Still, Buckeye Mayor Eric Orsborn said he's "very, very excited" about the community, calling it a "positive" for the city that could provide "many benefits to our residents."

Eric Orsborn.

The master plan is a guide for how Buckeye will acquire water beyond 2040, Orsborn said. Douglas Ranch and its groundwater reliance already have been accounted for in the city's plans for the next 20 years, he and the city's Water Resources Director Alisha Solano said. 

Plus, the city doesn't intend to pivot away from groundwater entirely, Solano told The Republic. The point is to diversity the water portfolio, she said.

When asked how imminently the city needs to require developers to bring non-groundwater supplies, as the 2020 plan suggests, Solano said it would be difficult until Buckeye earns its designation of assured water supply from the state.

The designation would relieve individual developers from having to obtain certificates from the state water department, but the city's a long way from making that happen.

That's in part because potential water resources are expensive. The city would have to pay $610.5 million in upfront costs if it were to go after the main sources of water the plan suggests.   

Since the 2020 plan came out, Solano said the city has secured 2,786 acre-feet of non-Indian agriculture (NIA) water from the Central Arizona Project. 

Buckeye will receive the water beginning in 2022 but could see "substantial delivery reductions" in 2023 since CAP declared a Tier 1 shortage "due to the prolonged drought along the Colorado River basin," according to city documents

"A higher near-term priority is to establish the mechanisms and infrastructure" to transport and treat renewable water supplies in Buckeye, the 2020 plan says. 

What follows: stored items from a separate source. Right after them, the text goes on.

PR #73, opened 2016-10-31
Factsheets-actors page

hectoruch:
Add:

image


hectoruch:
Add:
- Grid lines

Delete: 
- Tick lines on chart

Update:
- Colors, font size, font family and other styles

image

package.json
```diff
@@ -48,6 +48,17 @@
   "dependencies": {
     "body-parser": "^1.15.2",
     "d3": "^4.2.2",
+    "d3-array": "^1.0.1",
```
nerik: There is no need to manually import all d3 modules, as the entry point in the `d3` module already has references to all d3 modules.

scripts/components/tables/area-tables.js
```diff
@@ -0,0 +1,33 @@
...
+
+  .selectAll('td')
+  .data(function(d){return d;})
+  .enter().append('td')
+  .style('border', '1px black solid')
+  .style('padding', '10px')
+  // .on("mouseover", function(){d3_select(this).style("background-color", "aliceblue")})
+  // .on("mouseout", function(){d3_select(this).style("background-color", "#fff1ae")})
+  .text(function(d){return d;})
+  .style('font-size', '12px');
```
nerik: While it is technically possible to build tables in d3 I strongly advise against it. Let's just use good old html tables for this.
We have a templating engine in the project that you can use, see example here for use with a table https://github.com/Vizzuality/TRASE-frontend/pull/77/commits/be5e9cab367e6a40c94498b579e3b16e6d0b5b2d

nerik (changes requested):

hectoruch:
Add styles for table:

image

package.json
agnlez: Agree. Please remove all those dependencies and use d3 modules already installed in the project. If you need any help with this, let us know.

html/factsheets.ejs
```diff
@@ -8,7 +8,110 @@
   <div class="l-factsheets js-factsheets">
     <%= htmlWebpackPlugin.options.nav %>
```
agnlez: You forgot about adding a `wrap` here

agnlez: Please, add `max-width` to the layout and use the variable already declared in `_settings` file.

scripts/components/graphs/area-stack.component.js
```diff
@@ -42,7 +42,7 @@ export default class {
 
     this.options = {
       width: this.el.clientWidth,
-      height: this.el.clientHeight
+      height: 380//this.el.clientHeight
```
agnlez, line 45: are we sure this is not going to change?

scripts/components/graphs/area-stack.component.js
```diff
@@ -143,6 +143,24 @@ export default class {
       g.append('g')
           .attr('class', 'axis axis--y')
           .call(d3_axis_left(y).ticks(5, 's'));
+
+      g.selectAll('.axis--y > .tick')
+        .select('line') //grab the tick line
+        .attr('x2', width)
+        .attr('stroke', '#34444c')
+        .attr('class', 'tick-line') //style with a custom class and CSS
+        .style('stroke-width', 1); //or style directly with attributes or inline styles
```
agnlez: Please, move styles to its styles file.

hectoruch:
Add icons on:
- Table 
  image
- Select area

image

styles/components/factsheets/area-select.scss
```diff
@@ -31,10 +31,22 @@
...
       .value-information {
+        display: flex;
+        align-items: center;
         margin-top: 7px;
         font-family: $font-family-1;
         font-size: $font-size-medium;
         letter-spacing: -1px;
+
+        .star-icon {
+          width: 16px;
```
agnlez: Icon sizes are setted in `icons` styles file. If you need to positionate them or similar do it here.

styles/components/factsheets/area-select.scss
```diff
@@ -31,10 +31,22 @@
...
+          margin-right: 2px;
+        }
+
+        .icon-check {
+          width: 16px;
+          margin-right: 4px;
```
agnlez, line 46: Same here.

package.json
```diff
@@ -1,65 +0,0 @@
-{
```
agnlez: Restore this! :P

scripts/components/graphs/area-stack.component.js
```diff
@@ -158,7 +158,8 @@ export default class {
       g.selectAll('.axis--x > .tick')
         .select('line') //grab the tick line
         .attr('class', 'tick-line') //style with a custom class and CSS
-        .attr('y2', 0);
+        .attr('y2', 0)
+        .style('stroke-width', 1); //or style directly with attributes or inline styles
```
agnlez: Move this to its CSS file, please.

html/factsheets.ejs
```diff
@@ -5,116 +5,118 @@
...
-          <ul class="js-dropdown-list dropdown-list">
-            <li class="js-dropdown-item dropdown-item" data-value="Soy">Soy</li>
-          </ul>
-        </div>
-        <div class="contain-information">
-          <div>
-            <span class="title-information">
-              ZERO DEFORESTATION COMMITMENT
+    <div class="l-factsheets">
+      <div class="content wrap">
```
agnlez: Don't use the `wrap` with something else, if you need another class or whatever, use another different element

styles/layouts/l-factsheets.scss
```diff
@@ -1,7 +1,9 @@
 .l-factsheets {
+  // max-width: $max-width-grid;
```
agnlez: Get rid of commented code.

To increase Douglas Ranch's sustainability, Solano said the city would "strongly encourage" the community's recharge facility to replenish water from the same aquifer the groundwater was withdrawn but that it was "difficult to say what will be required" when the developer eventually submits infrastructure plans. 

Jon Froke, a former planning director in Glendale, told The Republic that master plan agreements for communities as large as Douglas Ranch sometimes include clawback or performance provisions that would dissolve the contract if certain conditions weren't met.

Those conditions could include deadlines for when a development might need to commence or criteria that both the city and developers must follow. 

"With a project like this, I would expect there be a certain time period for the agreement to be in effect. Something this large, I would think maybe 30 years," Froke said. 

The 2002 agreement does not appear to include any such provisions.